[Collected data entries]
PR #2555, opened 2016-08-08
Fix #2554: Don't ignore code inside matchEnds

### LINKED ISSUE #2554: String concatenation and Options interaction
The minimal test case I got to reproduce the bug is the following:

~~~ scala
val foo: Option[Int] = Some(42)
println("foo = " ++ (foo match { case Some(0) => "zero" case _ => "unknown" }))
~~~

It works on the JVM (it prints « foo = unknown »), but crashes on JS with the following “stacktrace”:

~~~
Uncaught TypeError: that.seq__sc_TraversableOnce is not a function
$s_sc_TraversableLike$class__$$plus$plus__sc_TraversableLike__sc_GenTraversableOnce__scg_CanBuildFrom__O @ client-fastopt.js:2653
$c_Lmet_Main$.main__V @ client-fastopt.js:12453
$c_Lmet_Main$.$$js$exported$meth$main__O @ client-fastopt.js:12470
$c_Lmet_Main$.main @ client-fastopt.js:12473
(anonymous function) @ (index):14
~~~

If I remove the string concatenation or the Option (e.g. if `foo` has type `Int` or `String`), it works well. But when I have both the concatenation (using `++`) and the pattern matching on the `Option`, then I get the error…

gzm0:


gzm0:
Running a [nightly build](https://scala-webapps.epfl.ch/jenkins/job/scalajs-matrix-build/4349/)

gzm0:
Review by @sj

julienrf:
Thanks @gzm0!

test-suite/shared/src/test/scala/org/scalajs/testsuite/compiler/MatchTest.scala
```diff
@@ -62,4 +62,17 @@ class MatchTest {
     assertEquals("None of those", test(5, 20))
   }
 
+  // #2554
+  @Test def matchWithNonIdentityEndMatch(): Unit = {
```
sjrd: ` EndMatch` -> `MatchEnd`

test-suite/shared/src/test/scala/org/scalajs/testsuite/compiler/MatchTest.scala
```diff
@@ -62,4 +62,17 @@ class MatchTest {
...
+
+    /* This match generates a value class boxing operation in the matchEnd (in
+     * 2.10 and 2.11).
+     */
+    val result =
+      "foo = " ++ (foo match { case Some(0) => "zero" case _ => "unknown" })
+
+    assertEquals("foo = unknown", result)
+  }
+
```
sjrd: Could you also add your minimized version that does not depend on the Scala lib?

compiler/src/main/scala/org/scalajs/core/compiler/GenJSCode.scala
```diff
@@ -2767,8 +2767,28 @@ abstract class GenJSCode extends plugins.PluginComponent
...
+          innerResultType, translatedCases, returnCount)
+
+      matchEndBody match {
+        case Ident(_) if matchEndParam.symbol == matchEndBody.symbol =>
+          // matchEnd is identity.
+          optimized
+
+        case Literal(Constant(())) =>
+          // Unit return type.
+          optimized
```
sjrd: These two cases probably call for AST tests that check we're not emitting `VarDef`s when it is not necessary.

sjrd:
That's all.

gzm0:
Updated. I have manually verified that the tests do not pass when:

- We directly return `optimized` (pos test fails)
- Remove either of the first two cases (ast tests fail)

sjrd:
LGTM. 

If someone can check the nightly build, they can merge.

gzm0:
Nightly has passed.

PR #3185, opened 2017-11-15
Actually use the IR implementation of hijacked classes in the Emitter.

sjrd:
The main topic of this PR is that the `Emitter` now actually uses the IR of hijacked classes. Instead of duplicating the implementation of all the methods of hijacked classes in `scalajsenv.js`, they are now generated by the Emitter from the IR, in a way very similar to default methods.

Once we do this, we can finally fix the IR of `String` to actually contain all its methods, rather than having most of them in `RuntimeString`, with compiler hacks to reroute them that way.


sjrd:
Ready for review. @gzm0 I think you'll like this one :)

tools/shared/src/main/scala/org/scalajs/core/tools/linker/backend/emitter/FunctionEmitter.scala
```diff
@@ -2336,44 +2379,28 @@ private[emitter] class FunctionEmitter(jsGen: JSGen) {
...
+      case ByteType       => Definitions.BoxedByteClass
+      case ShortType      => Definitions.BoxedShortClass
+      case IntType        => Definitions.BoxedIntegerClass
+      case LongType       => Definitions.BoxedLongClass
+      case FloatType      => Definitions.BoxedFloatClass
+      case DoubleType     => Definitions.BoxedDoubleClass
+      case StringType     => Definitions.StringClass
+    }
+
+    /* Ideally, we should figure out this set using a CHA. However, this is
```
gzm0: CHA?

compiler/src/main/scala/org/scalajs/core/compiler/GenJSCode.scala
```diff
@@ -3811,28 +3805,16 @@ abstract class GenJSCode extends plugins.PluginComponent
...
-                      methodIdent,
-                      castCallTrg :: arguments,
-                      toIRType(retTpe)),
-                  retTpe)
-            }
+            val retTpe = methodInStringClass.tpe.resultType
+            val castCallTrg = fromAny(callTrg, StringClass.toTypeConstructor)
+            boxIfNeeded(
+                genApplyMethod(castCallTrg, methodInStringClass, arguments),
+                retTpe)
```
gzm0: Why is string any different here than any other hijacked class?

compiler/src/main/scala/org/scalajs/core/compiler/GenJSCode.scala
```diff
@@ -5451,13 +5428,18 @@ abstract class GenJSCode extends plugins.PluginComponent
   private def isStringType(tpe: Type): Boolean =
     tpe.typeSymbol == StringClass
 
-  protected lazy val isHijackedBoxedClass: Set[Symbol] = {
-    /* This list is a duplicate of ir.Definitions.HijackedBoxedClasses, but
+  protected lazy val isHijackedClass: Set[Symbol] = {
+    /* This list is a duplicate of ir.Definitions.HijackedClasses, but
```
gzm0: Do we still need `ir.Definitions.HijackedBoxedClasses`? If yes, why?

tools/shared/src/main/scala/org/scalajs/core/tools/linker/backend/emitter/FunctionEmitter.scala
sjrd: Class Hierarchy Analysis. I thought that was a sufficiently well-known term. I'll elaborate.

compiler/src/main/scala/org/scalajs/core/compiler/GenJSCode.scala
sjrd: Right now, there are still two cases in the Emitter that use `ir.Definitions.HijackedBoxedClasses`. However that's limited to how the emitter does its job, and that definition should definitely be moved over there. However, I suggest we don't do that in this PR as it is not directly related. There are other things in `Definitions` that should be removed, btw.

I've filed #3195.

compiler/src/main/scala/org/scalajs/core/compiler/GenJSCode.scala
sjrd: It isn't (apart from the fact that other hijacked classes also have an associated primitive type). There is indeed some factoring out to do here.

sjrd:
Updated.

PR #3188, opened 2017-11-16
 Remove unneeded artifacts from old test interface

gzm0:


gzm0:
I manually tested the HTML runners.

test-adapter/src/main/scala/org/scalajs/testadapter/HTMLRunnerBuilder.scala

== Task details ==
Every line of the data must be reproduced exactly.

== Answer to this exercise ==
PR #2555, opened 2016-08-08
Fix #2554: Don't ignore code inside matchEnds

### LINKED ISSUE #2554: String concatenation and Options interaction
The minimal test case I got to reproduce the bug is the following:

~~~ scala
val foo: Option[Int] = Some(42)
println("foo = " ++ (foo match { case Some(0) => "zero" case _ => "unknown" }))
~~~

It works on the JVM (it prints « foo = unknown »), but crashes on JS with the following “stacktrace”:

~~~
Uncaught TypeError: that.seq__sc_TraversableOnce is not a function
$s_sc_TraversableLike$class__$$plus$plus__sc_TraversableLike__sc_GenTraversableOnce__scg_CanBuildFrom__O @ client-fastopt.js:2653
$c_Lmet_Main$.main__V @ client-fastopt.js:12453
$c_Lmet_Main$.$$js$exported$meth$main__O @ client-fastopt.js:12470
$c_Lmet_Main$.main @ client-fastopt.js:12473
(anonymous function) @ (index):14
~~~

If I remove the string concatenation or the Option (e.g. if `foo` has type `Int` or `String`), it works well. But when I have both the concatenation (using `++`) and the pattern matching on the `Option`, then I get the error…

gzm0:


gzm0:
Running a [nightly build](https://scala-webapps.epfl.ch/jenkins/job/scalajs-matrix-build/4349/)

gzm0:
Review by @sj

julienrf:
Thanks @gzm0!

test-suite/shared/src/test/scala/org/scalajs/testsuite/compiler/MatchTest.scala
```diff
@@ -62,4 +62,17 @@ class MatchTest {
     assertEquals("None of those", test(5, 20))
   }
 
+  // #2554
+  @Test def matchWithNonIdentityEndMatch(): Unit = {
```
sjrd: ` EndMatch` -> `MatchEnd`

test-suite/shared/src/test/scala/org/scalajs/testsuite/compiler/MatchTest.scala
```diff
@@ -62,4 +62,17 @@ class MatchTest {
...
+
+    /* This match generates a value class boxing operation in the matchEnd (in
+     * 2.10 and 2.11).
+     */
+    val result =
+      "foo = " ++ (foo match { case Some(0) => "zero" case _ => "unknown" })
+
+    assertEquals("foo = unknown", result)
+  }
+
```
sjrd: Could you also add your minimized version that does not depend on the Scala lib?

compiler/src/main/scala/org/scalajs/core/compiler/GenJSCode.scala
```diff
@@ -2767,8 +2767,28 @@ abstract class GenJSCode extends plugins.PluginComponent
...
+          innerResultType, translatedCases, returnCount)
+
+      matchEndBody match {
+        case Ident(_) if matchEndParam.symbol == matchEndBody.symbol =>
+          // matchEnd is identity.
+          optimized
+
+        case Literal(Constant(())) =>
+          // Unit return type.
+          optimized
```
sjrd: These two cases probably call for AST tests that check we're not emitting `VarDef`s when it is not necessary.

sjrd:
That's all.

gzm0:
Updated. I have manually verified that the tests do not pass when:

- We directly return `optimized` (pos test fails)
- Remove either of the first two cases (ast tests fail)

sjrd:
LGTM. 

If someone can check the nightly build, they can merge.

gzm0:
Nightly has passed.

PR #3185, opened 2017-11-15
Actually use the IR implementation of hijacked classes in the Emitter.

sjrd:
The main topic of this PR is that the `Emitter` now actually uses the IR of hijacked classes. Instead of duplicating the implementation of all the methods of hijacked classes in `scalajsenv.js`, they are now generated by the Emitter from the IR, in a way very similar to default methods.

Once we do this, we can finally fix the IR of `String` to actually contain all its methods, rather than having most of them in `RuntimeString`, with compiler hacks to reroute them that way.


sjrd:
Ready for review. @gzm0 I think you'll like this one :)

tools/shared/src/main/scala/org/scalajs/core/tools/linker/backend/emitter/FunctionEmitter.scala
```diff
@@ -2336,44 +2379,28 @@ private[emitter] class FunctionEmitter(jsGen: JSGen) {
...
+      case ByteType       => Definitions.BoxedByteClass
+      case ShortType      => Definitions.BoxedShortClass
+      case IntType        => Definitions.BoxedIntegerClass
+      case LongType       => Definitions.BoxedLongClass
+      case FloatType      => Definitions.BoxedFloatClass
+      case DoubleType     => Definitions.BoxedDoubleClass
+      case StringType     => Definitions.StringClass
+    }
+
+    /* Ideally, we should figure out this set using a CHA. However, this is
```
gzm0: CHA?

compiler/src/main/scala/org/scalajs/core/compiler/GenJSCode.scala
```diff
@@ -3811,28 +3805,16 @@ abstract class GenJSCode extends plugins.PluginComponent
...
-                      methodIdent,
-                      castCallTrg :: arguments,
-                      toIRType(retTpe)),
-                  retTpe)
-            }
+            val retTpe = methodInStringClass.tpe.resultType
+            val castCallTrg = fromAny(callTrg, StringClass.toTypeConstructor)
+            boxIfNeeded(
+                genApplyMethod(castCallTrg, methodInStringClass, arguments),
+                retTpe)
```
gzm0: Why is string any different here than any other hijacked class?

compiler/src/main/scala/org/scalajs/core/compiler/GenJSCode.scala
```diff
@@ -5451,13 +5428,18 @@ abstract class GenJSCode extends plugins.PluginComponent
   private def isStringType(tpe: Type): Boolean =
     tpe.typeSymbol == StringClass
 
-  protected lazy val isHijackedBoxedClass: Set[Symbol] = {
-    /* This list is a duplicate of ir.Definitions.HijackedBoxedClasses, but
+  protected lazy val isHijackedClass: Set[Symbol] = {
+    /* This list is a duplicate of ir.Definitions.HijackedClasses, but
```
gzm0: Do we still need `ir.Definitions.HijackedBoxedClasses`? If yes, why?

tools/shared/src/main/scala/org/scalajs/core/tools/linker/backend/emitter/FunctionEmitter.scala
sjrd: Class Hierarchy Analysis. I thought that was a sufficiently well-known term. I'll elaborate.

compiler/src/main/scala/org/scalajs/core/compiler/GenJSCode.scala
sjrd: Right now, there are still two cases in the Emitter that use `ir.Definitions.HijackedBoxedClasses`. However that's limited to how the emitter does its job, and that definition should definitely be moved over there. However, I suggest we don't do that in this PR as it is not directly related. There are other things in `Definitions` that should be removed, btw.

I've filed #3195.

compiler/src/main/scala/org/scalajs/core/compiler/GenJSCode.scala
sjrd: It isn't (apart from the fact that other hijacked classes also have an associated primitive type). There is indeed some factoring out to do here.

sjrd:
Updated.

PR #3188, opened 2017-11-16
 Remove unneeded artifacts from old test interface

gzm0:


gzm0:
I manually tested the HTML runners.

test-adapter/src/main/scala/org/scalajs/testadapter/HTMLRunnerBuilder.scala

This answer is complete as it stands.